== Task to carry out ==
Look for the string "result" in the listing. Copy each line that has it.

== The input ==
PR #2288, opened 2026-03-30
Add MongoDB embedding store support

MoheyEl-DinBadr:


embedding-stores/mongodb/deployment/src/main/java/io/quarkiverse/langchain4j/mongodb/deployment/MongoDBEmbeddingStoreProcessor.java
```diff
@@ -0,0 +1,136 @@
...
+                .map(FeatureBuildItem::getName)
+                .map(MONGODB_MEMORY_STORE_FEATURE::equals)
+                .filter(isMemoryStoreFeature -> isMemoryStoreFeature)
+                .findFirst()
+                .map(aBoolean -> ConfigProvider.getConfig()
+                        .getOptionalValue("quarkus.langchain4j.memory-store.mongodb.client-name", String.class))
+                .map(memoryStoreClientConfigName -> memoryStoreClientConfigName.orElse("<default>"))
+                .map(memoryStoreClientConfigName -> memoryStoreClientConfigName.equals(clientName))
+                .orElse(false);
+    }
```
geoand, line 87: IMHO, this is not readable at all

embedding-stores/mongodb/deployment/src/main/resources/application.properties
```diff
@@ -0,0 +1 @@
+quarkus.mongodb.devservices.image-name=moheyeldinbadr/mongodb-community-search:8.2.6-rc0-ubuntu2204-slim-20260318T063436Z
```
geoand: We can't rely on such images

embedding-stores/mongodb/runtime/src/main/resources/META-INF/quarkus-extension.yaml
```diff
@@ -0,0 +1,12 @@
...
+description: "Provides the MongoDB embedding store for LangChain4j"
+metadata:
+  keywords:
+    - "ai"
+    - "langchain4j"
+    - "mongodb"
+  guide: "https://docs.quarkiverse.io/quarkus-langchain4j/dev/index.html"
+  categories:
+    - "ai"
+  status: "preview"
```
geoand:
```suggestion
  status: "experimental"
```

geoand (commented):
Thanks for this!

I've added some comments, but @jmartisk may have more

embedding-stores/mongodb/deployment/src/main/resources/application.properties
MoheyEl-DinBadr: For the image I had to create this one as there is no image that support the mongo-community and mongot (for vector search) so I had to create it myself, or I need to use docker compose but not sure how to use it here at an extention.

The other solution is that I disable the devservices for mongo, and create my own which is going to use mongo-atlas-local testContainers

geoand: I understand, but we can't rely on images that are not used widely

embedding-stores/mongodb/deployment/src/main/java/io/quarkiverse/langchain4j/mongodb/deployment/MongoDBEmbeddingStoreProcessor.java
MoheyEl-DinBadr: this condition is there so there would be no conflict of mongo beans between this extention and the one from memorystore, so basicallyu what it does if the mongo-memory-store feature is there we check if they refer tp same connection so it won't create same connection as mongodb memory store

MoheyEl-DinBadr: but will try to make it more readable and adding some documentation to it

embedding-stores/mongodb/deployment/src/main/resources/application.properties
MoheyEl-DinBadr: I will try first docker compose approach, if it is not successful I will create a specific devservices for this extension and set the mongo one to disabled

MoheyEl-DinBadr: but I belive either of the 2 options I will have to use the Mongo-atlas-local image from  mongodb as it has the mongot there out of the box, and I can't use this one with the normal mongo as test-containers for mongodb is trying to start a replicaset which is already starting at the starting of mongo-atlas-local image so it fails to start the app as it return an error that it is already initiated

geoand: Sorry for my ignorance, but why is Mongo Atlas needed? I mean, doesn't stock MongoDB support embeddings out of the box?

MoheyEl-DinBadr: no, the stock version dosen't support embeddings (vector search) for eaxamle this is an error when trying to use the stock Mongo with version 8.3 

`Caused by: com.mongodb.MongoCommandException: Command failed with error 6047401 (Location6047401): '$listSearchIndexes stage is only allowed on MongoDB Atlas' on server localhost:32769. The full response is {"ok": 0.0, "errmsg": "$listSearchIndexes stage is only allowed on MongoDB Atlas", "code": 6047401, "codeName": "Location6047401", "$clusterTime": {"clusterTime": {"$timestamp": {"t": 1775467790, "i": 1}}, "signature": {"hash": {"$binary": {"base64": "AAAAAAAAAAAAAAAAAAAAAAAAAAA=", "subType": "00"}}, "keyId": 0}}, "operationTime": {"$timestamp": {"t": 1775467790, "i": 1}}}`

so embeddings are only supported either in MongoAtlas or Mongo-community image 
but for MongoCommunity version you need to have mongot in place so you either use a docker compose or create a custom image that include both mongo and mongot

geoand: And there are no widely used Docker images with mongot?

MoheyEl-DinBadr: Sadly no, it is either docker compose or the atlas version

https://medium.com/@bhat.darshan9/my-first-local-vector-search-mongodb-community-edition-8626f134c1d2

geoand: I see, thanks. @jmartisk what's your take on this?

jmartisk: I haven't been following this (sorry, bit busy) so I might be out of touch, but why are we reinventing from scratch something that is in langchain4j already? https://github.com/langchain4j/langchain4j/tree/main/langchain4j-mongodb-atlas - there it is assumed that MongoDB Atlas will be used

jmartisk: For PgVector, we use the devservices provided by the normal postgres extension, but override the used image to be pgvector. Can't we do the same here and override mongodb's image to `mongodb/mongodb-atlas-local`?

geoand: > but why are we reinventing from scratch something that is in langchain4j already?

I had no idea it was there, thanks!

jmartisk: Yeah I think we could just make a thin wrapper over the implementation from langchain4j. The exact same way that we do it for Milvus, Neo4j and PgVector. Sorry I should have noticed this sooner...

geoand: That's definitely the way to go!

jmartisk: When I don't respond to review requests, just poke me, I sometimes tend to overlook stuff when my inbox is full :)

MoheyEl-DinBadr: for the wrapper part it is doable, I can start working on it.

The part related to devservices is related to how the normal mongodb container is initialized from test containers as it initializes a single-node replica and then check for the status for it.

While mongodb-atlas-local initializes automatically the replicaSet as it is needed for the functionality of vector search to have replicaStarted, so when TestContainers tries to start the replica set (Which already started by default) the response is that the replica is already inizialized so it fails as the response code is not code 0, so you wither create your own devservices to use TestConatiners atlas



`    @Override
    protected void containerIsStarted(InspectContainerResponse containerInfo, boolean reused) {
        if (!this.shardingEnabled) {
            initReplicaSet(reused);
        }
    }`
    
 The above is from the class MongoDBContainer
  
 and it is not Overriden in the class MongoDBAtlasLocalContainer, so it does not initialzie the replicaSet.
  
  
 or The other solution is to create your own custom image that handles this as I did before

geoand:
Can you please rebase onto `main` because currently it's not possible to review the PR?

MoheyEl-DinBadr:
> Can you please rebase onto `main` because currently it's not possible to review the PR?

The last change was actually a rebase, so I will mainly create a new PR to remove those commits, but the main thing for me before starting a new PR is Ibam going to recreate it as a wrapper of mongo-atlas from langchain4j.

But the main thing now, is what is going to happen regarding the devservices, becuase as I mentioned before we can't use mongo-atlas-local image directly it would fail with testContainers Mongo, we need to use the TestContainer atlas as the thing related to replicaSet intiation command sent during container startup in Mongo testConatiners 

So do I
- Create a new devservices for mongo-atlas and disable thr one for mongo if we use this extension
- or create a custom image and use it with the mongo testContainers to accommodate for the issue

geoand:
> The last change was actually a rebase

Something must not have gone right, as a correct rebase would only result in the the commits from your PR showing up in the UI.

> So do I

My suggestion would be to just document what needs to be done for a user to use the Dev Service. I don't want us to be shipping add-hoc images

geoand:
Can you please rebase onto main? Hopefully CI will pass as a result of the rebase

geoand:
Please rebase your branch onto the latest `main` instead of merging `main` into your branch.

== Solution to the problem ==
Something must not have gone right, as a correct rebase would only result in the the commits from your PR showing up in the UI.
Can you please rebase onto main? Hopefully CI will pass as a result of the rebase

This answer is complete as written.